### Exercise description
Determine how many lines in the entries contain the word "coalescing", and give that number with no other text.

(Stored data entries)

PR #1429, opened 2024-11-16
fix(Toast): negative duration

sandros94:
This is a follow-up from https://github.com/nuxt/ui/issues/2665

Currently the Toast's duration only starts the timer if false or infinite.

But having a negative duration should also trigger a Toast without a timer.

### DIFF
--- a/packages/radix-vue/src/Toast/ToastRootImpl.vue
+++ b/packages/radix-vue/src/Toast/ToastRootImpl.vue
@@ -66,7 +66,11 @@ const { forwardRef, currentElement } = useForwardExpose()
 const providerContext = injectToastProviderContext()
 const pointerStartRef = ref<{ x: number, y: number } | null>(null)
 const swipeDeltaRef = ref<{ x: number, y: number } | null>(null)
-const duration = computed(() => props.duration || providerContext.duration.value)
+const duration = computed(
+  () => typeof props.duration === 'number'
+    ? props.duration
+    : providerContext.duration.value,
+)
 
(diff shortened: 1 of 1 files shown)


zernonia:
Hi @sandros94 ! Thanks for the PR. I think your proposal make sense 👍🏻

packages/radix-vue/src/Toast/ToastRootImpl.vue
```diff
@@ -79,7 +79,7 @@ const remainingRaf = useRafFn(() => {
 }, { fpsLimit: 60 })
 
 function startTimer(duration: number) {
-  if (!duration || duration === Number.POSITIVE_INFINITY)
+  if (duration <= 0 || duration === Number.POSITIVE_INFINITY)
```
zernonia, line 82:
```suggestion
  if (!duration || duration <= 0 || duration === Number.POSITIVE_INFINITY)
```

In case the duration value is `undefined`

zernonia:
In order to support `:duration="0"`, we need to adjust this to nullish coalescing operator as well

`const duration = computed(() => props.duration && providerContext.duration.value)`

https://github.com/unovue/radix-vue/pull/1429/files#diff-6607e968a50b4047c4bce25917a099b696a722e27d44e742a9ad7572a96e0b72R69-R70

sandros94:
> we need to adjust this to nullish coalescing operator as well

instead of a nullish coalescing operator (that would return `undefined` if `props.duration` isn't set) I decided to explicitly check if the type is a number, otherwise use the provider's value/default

### Task result
3